= Xu Benyu =

Chinese politician

Xu Benyu (徐本禹, born April 1982) is a Chinese political figure from Liaocheng, Shandong Province. He was named one of the “Touching China” Persons of the Year and currently serves as Deputy Secretary of the Hubei Provincial Committee of the Communist Youth League of China.

== Biography ==
Xu was born into a poor rural family in Liaocheng, Shandong. From 1999 to 2003, he studied at Huazhong Agricultural University. In 2003, he was admitted as a publicly funded postgraduate student in Agricultural Economics and Management. However, instead of continuing his studies immediately, he chose to volunteer as a teacher at Yandong Primary School in Goudiaoyan Village, Maochang Town, and Dashiban Primary School in Dashicun Village, Dashui Township, Dafang County, Guizhou Province. Xu gained national attention through an article titled "Two Mountain Village Schools and a Volunteer Teacher" posted on the Tianya online forum. In 2004, he was named one of China Central Television's “Touching China” Persons of the Year.

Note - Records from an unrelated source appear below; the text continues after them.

PR #12425, opened 2018-08-01
mirage.3.1.1

hannesm:
- for the unix target, add `-tags thread`, as done for the mac osx target (suggested by @cfcs)
- bump minimum mirage-solo5* and solo5-kernel* to 0.3.0 (by @hannesm, as suggested by @mato)
- use the exposed signature in functoria for `Key` modules (by @Drup)
- add `?group` param to all generic devices (by @samoht)

### DIFF
--- a/packages/mirage/mirage.3.1.1/opam
+++ b/packages/mirage/mirage.3.1.1/opam
@@ -1,0 +1,33 @@
+opam-version: "1.2"
+maintainer:   ["anil@recoil.org" "thomas@gazagnaire.org"]
+authors:      ["Thomas Gazagnaire" "Anil Madhavapeddy" "Gabriel Radanne"
+               "Mindy Preston" "Thomas Leonard" "Nicolas Ojeda Bar"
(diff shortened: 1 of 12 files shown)


packages/mirage/mirage.3.1.1/opam
```diff
@@ -0,0 +1,33 @@
...
+  "astring"
+  "logs"
+  "mirage-runtime"     {>= "3.0.0"}
+]
+conflicts: [
+  "nocrypto" {< "0.4.0"}
+  "cstruct"  {< "1.0.1"}
+  "io-page"  {< "1.4.0"}
+  "crunch"   {< "1.2.2"}
+  "jbuilder" {= "1.0+beta18"}
```
kit-ty-kate: Is there no other compatible versions?

kit-ty-kate: nevermind

kit-ty-kate:
Thanks!

PR #12441, opened 2018-08-06
Add rpclib

samoht:
/cc @jonludlam


mseri:
@jonludlam @gaborigloi we should announce this (now that also the lwt, ashnc and ppx parts are released) in th discourse forum. Esoecially given the improvements i the documentation (readme) added by gabor

gaborigloi:
@mseri Should we wait for https://github.com/mirage/ocaml-rpc/pull/117 to be merged and the interface to be stabilized first? That way we'd avoid breaking changes after the announcement.
I think we should merge that PR and test it, and possibly remove the exn stuff that we don't need, and then we can have another release.

mseri:
@gaborigloi ok, makes sense to me

PR #14100, opened 2019-05-06
irmin 0.12.0 needs an old version of crunch

samoht:
Fixes http://check.ocamllabs.io/4.05.0/partial/datakit.0.8.0


mseri:
The installation in the 4.02 to 4.05 environments fails due to solver timeout. This seems to happen often lately, I am merging

samoht:
The difference between CI containers and check.ocaml.org is the solver being used. I'm wondering when the "experimental" solver used by check.ocaml.org will go upstream as it seems to be working much more reliably :-) /cc @AltGr @kit-ty-kate

PR #14102, opened 2019-05-06
datakit-github-bridge: requires github 4+ for latest

avsm:


mseri:
Travis is fine. I am relying on that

He was among the first group of Chinese volunteers sent to Africa after the Forum on China-Africa Cooperation, and the first Chinese volunteer dispatched to Zimbabwe. On January 24, 2007, he went to Zimbabwe to teach Chinese. In October 2007, he attended the 17th National Congress of the Chinese Communist Party in Beijing as a delegate. In May 2008, he was appointed Deputy Secretary of the Youth League Committee at Huazhong Agricultural University. In May 2010, Xu began working at the Hubei Provincial Committee of the Communist Youth League. He held several positions, including deputy director of the School Department, deputy director of the Provincial Youth Volunteer Action Guidance Center, Director of the Industrial Development Management Center, and Director of the School Department. In December 2017, Xu was appointed Deputy Secretary of the CPC Zigui County Committee. In June 2021, he became Party Secretary and Chairman of the Yichang Federation of Social Sciences, holding the rank of First-Class Investigator. In August 2022, he returned to Wuhan and was promoted to Deputy Secreta.